**What is required**
When you reach the line with "An external team" in the data below, begin printing lines exactly, and stop once the line with "### The bar" has been printed.

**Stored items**
***

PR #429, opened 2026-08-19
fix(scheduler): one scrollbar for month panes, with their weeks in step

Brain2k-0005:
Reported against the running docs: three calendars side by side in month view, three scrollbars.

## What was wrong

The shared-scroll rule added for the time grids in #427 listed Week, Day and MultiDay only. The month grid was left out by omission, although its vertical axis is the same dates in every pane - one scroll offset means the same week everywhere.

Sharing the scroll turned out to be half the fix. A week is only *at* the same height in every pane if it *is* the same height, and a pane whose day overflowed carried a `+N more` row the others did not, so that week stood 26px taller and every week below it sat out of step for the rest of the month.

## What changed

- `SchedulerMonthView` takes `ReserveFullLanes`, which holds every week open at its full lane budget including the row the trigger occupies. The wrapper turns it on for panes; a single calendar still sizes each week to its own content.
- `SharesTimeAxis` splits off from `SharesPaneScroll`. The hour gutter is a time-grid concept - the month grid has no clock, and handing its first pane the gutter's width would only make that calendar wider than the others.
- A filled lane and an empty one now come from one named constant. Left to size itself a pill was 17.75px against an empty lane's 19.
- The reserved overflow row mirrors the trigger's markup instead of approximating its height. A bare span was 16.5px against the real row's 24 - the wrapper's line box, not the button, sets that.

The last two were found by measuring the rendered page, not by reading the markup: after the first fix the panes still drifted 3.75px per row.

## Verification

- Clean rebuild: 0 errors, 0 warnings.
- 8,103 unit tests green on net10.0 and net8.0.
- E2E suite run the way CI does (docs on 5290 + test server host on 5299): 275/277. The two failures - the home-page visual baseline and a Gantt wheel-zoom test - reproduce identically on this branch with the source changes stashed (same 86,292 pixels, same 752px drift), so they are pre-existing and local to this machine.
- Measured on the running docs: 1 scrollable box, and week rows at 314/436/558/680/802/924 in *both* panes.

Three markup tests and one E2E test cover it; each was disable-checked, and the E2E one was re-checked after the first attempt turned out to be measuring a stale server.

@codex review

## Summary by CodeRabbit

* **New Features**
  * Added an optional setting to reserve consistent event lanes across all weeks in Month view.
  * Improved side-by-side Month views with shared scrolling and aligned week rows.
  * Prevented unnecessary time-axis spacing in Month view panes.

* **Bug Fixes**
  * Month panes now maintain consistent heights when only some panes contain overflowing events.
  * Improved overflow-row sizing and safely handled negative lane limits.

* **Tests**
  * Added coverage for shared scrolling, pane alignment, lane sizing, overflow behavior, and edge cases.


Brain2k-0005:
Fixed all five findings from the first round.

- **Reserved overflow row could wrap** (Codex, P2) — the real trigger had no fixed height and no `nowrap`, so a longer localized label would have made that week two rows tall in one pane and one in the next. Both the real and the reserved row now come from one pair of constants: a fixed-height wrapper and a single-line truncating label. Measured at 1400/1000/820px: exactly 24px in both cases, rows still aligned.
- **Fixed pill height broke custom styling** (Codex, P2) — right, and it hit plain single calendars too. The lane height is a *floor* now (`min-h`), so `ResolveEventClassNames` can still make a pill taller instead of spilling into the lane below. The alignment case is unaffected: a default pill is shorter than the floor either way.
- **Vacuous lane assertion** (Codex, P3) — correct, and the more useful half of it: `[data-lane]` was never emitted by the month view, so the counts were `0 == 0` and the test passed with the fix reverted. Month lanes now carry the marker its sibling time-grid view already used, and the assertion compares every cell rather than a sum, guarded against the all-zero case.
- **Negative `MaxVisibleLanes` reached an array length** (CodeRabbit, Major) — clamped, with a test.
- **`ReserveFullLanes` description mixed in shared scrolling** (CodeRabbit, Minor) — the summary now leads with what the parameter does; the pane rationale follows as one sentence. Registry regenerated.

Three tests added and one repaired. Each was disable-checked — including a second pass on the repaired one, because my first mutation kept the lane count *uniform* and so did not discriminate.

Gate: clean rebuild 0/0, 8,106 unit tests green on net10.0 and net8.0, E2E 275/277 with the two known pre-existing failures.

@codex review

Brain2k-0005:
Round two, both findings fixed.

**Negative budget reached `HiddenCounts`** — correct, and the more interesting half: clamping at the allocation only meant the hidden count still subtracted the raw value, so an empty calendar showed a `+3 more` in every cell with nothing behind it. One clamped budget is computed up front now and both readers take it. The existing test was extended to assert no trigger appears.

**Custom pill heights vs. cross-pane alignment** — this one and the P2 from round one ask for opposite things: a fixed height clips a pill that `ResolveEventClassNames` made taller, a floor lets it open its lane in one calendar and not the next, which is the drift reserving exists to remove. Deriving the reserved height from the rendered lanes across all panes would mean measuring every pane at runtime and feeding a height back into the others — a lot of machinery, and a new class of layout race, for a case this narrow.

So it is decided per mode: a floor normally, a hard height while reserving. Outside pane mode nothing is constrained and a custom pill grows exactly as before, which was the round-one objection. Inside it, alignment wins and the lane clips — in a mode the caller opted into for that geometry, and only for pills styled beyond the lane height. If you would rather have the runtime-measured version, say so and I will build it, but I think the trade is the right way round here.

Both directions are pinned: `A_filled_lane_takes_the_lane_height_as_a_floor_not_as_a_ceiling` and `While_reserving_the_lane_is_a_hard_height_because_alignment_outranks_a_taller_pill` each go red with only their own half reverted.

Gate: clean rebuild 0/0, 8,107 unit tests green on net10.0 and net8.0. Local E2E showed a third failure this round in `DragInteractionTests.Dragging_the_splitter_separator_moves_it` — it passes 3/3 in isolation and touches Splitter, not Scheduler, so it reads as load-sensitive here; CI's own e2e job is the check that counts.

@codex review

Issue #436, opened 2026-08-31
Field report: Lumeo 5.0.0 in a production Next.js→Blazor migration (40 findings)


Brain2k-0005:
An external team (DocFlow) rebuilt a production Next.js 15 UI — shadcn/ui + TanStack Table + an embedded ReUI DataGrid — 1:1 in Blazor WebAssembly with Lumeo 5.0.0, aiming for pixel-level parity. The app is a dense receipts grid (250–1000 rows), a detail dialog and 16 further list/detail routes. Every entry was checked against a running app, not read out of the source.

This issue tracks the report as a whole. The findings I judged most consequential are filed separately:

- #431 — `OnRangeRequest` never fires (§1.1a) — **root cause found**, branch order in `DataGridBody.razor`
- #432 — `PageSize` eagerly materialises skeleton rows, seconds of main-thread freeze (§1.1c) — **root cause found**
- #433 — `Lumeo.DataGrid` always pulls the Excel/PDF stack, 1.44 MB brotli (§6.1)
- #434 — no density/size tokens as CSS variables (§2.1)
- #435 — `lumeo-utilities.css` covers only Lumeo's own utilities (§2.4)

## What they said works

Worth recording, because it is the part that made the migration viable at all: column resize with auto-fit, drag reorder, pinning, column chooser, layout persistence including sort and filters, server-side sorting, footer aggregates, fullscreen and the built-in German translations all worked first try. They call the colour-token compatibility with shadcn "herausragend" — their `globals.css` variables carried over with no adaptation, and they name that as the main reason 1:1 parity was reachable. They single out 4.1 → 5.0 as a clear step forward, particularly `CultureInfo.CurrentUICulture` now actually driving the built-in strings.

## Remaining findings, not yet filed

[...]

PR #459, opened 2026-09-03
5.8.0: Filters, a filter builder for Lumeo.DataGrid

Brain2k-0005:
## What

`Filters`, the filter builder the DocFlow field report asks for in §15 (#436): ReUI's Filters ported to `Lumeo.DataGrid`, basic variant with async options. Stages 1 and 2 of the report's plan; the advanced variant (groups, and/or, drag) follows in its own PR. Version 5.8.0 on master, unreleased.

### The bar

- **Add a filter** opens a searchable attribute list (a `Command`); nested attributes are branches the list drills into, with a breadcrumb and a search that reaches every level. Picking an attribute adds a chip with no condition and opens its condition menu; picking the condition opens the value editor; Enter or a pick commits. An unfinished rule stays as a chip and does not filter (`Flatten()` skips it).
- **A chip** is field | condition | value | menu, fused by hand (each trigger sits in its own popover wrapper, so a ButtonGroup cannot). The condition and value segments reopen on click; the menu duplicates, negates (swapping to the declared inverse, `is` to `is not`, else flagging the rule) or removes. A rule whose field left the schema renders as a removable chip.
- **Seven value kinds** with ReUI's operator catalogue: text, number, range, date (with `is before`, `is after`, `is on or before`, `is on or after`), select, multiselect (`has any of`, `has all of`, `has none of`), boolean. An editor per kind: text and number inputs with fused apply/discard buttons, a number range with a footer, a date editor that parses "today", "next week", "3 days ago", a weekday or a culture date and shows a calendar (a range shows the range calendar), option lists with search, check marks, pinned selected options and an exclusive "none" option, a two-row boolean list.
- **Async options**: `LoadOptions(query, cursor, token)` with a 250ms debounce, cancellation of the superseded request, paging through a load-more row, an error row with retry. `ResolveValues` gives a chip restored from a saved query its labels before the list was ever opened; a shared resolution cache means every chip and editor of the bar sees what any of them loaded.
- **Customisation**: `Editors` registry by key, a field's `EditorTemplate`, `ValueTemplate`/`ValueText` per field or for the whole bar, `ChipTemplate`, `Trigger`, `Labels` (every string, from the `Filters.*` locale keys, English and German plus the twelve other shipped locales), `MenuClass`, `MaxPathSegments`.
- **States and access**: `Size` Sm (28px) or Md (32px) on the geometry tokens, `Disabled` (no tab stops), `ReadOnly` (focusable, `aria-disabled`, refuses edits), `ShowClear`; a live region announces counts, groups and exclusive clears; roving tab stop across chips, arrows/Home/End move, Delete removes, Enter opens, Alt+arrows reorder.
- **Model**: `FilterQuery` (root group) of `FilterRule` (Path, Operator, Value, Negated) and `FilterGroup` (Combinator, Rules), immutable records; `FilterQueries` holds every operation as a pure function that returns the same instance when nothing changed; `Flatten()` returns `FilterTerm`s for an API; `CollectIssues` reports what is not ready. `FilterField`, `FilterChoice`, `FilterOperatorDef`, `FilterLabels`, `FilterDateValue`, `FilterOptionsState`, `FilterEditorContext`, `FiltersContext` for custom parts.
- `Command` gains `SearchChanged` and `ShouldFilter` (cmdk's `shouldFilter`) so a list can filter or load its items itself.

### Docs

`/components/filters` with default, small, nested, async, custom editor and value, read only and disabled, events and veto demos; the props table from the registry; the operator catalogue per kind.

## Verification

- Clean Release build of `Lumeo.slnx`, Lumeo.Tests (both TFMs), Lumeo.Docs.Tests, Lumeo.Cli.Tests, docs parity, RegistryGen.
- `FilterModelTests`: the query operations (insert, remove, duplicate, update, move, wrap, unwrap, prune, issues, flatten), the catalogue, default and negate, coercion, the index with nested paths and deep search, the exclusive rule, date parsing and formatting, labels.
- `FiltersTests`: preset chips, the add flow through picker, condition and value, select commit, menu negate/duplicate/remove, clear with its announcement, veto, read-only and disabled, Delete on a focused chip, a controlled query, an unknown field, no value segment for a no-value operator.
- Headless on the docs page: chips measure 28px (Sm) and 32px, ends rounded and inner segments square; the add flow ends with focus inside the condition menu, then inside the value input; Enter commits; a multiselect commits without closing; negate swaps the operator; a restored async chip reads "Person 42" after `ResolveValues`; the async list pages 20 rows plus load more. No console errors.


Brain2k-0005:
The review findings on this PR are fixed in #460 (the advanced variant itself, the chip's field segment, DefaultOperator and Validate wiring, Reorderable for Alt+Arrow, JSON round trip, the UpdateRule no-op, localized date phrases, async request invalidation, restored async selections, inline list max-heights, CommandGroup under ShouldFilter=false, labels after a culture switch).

***

**Answer area**
An external team (DocFlow) rebuilt a production Next.js 15 UI — shadcn/ui + TanStack Table + an embedded ReUI DataGrid — 1:1 in Blazor WebAssembly with Lumeo 5.0.0, aiming for pixel-level parity. The app is a dense receipts grid (250–1000 rows), a detail dialog and 16 further list/detail routes. Every entry was checked against a running app, not read out of the source.

This issue tracks the report as a whole. The findings I judged most consequential are filed separately:

- #431 — `OnRangeRequest` never fires (§1.1a) — **root cause found**, branch order in `DataGridBody.razor`
- #432 — `PageSize` eagerly materialises skeleton rows, seconds of main-thread freeze (§1.1c) — **root cause found**
- #433 — `Lumeo.DataGrid` always pulls the Excel/PDF stack, 1.44 MB brotli (§6.1)
- #434 — no density/size tokens as CSS variables (§2.1)
- #435 — `lumeo-utilities.css` covers only Lumeo's own utilities (§2.4)

## What they said works

Worth recording, because it is the part that made the migration viable at all: column resize with auto-fit, drag reorder, pinning, column chooser, layout persistence including sort and filters, server-side sorting, footer aggregates, fullscreen and the built-in German translations all worked first try. They call the colour-token compatibility with shadcn "herausragend" — their `globals.css` variables carried over with no adaptation, and they name that as the main reason 1:1 parity was reachable. They single out 4.1 → 5.0 as a clear step forward, particularly `CultureInfo.CurrentUICulture` now actually driving the built-in strings.

## Remaining findings, not yet filed

[...]

PR #459, opened 2026-09-03
5.8.0: Filters, a filter builder for Lumeo.DataGrid

Brain2k-0005:
## What

`Filters`, the filter builder the DocFlow field report asks for in §15 (#436): ReUI's Filters ported to `Lumeo.DataGrid`, basic variant with async options. Stages 1 and 2 of the report's plan; the advanced variant (groups, and/or, drag) follows in its own PR. Version 5.8.0 on master, unreleased.

### The bar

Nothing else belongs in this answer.